もし日本にもCMA(米・カントリー音楽協会)アワードのようなものがあれば、最優秀賞(Entertainer Of The Year)はマイク伊藤ではなかろうか。ミズリー州フブランソンからの里帰りライブで、今年もその至芸を遺憾なく発揮した。連休初日の好天に恵まれた1/12(土)、毎年5月になると彼が所属、主演するボールノバーズ劇場に日本から16年間も通い続けている箱田忠昭・志保枝夫妻が主催するMike Ito Show 2013、新春カントリーミュージックパーティは100名を越すカントリーファンとその予備軍で燃え上がった。

会場は小田急線片瀬江ノ島駅前の見晴らしのいい江ノ島ビュータワー7階虎丸座、眼下の砂浜にはサーファーたちの姿も見え、すぐ先にははだか弁天で有名な江ノ島が浮かぶ。筆者は2年ぶりに参加したのだが、このイベントを後援する鎌倉エフエム(大塚哲夫のおやじのカントリー番組)と協賛するカントリーダンス団体Purple Hatは、1/26開催の所沢カントリーミーティング(TCM)のスポンサーでもあり、出演チームなので、その表敬訪問でもあった。
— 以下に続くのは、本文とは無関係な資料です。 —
PR #476, opened 2023-01-05
chore(hd): deprecate load/save method

zhangyouxin:
# Description

This PR deprecates load and save method in `@ckb-lumos/hd` package.

# Motivation

`@ckb-lumos/hd` was designed for node environment, to make it more compatible in browser env, we need deprecate load/save method which operate with `fs` module and tell front-end project developer how to use `@ckb-lumos/hd`.

## Type of change

- [ ] Example
- [ ] Other

# How Has This Been Tested?

- [x] Unit test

マイク伊藤のフィドルチューン、Devil's Dreamで幕開け。明大卒業の1971年にバンジョー1本を背負い単身渡米したが、これだけでは食えぬと20歳代前半にフィドルを猛練習してマスターした。同世代のフィドラー、ブランソンに自前の劇場をもつショージ・タブチが幼少のころから始めたのとは異質のケースである。続くTogether Againではあの胸に響く低音の魅力に、会場を埋める100名超えの観客は男女を問わず酔いしれていた。山下敬二郎未亡人でカントリー歌手の山下直子はOnce A Dayを披露したが、TCMの舞台でも歌ってくれる。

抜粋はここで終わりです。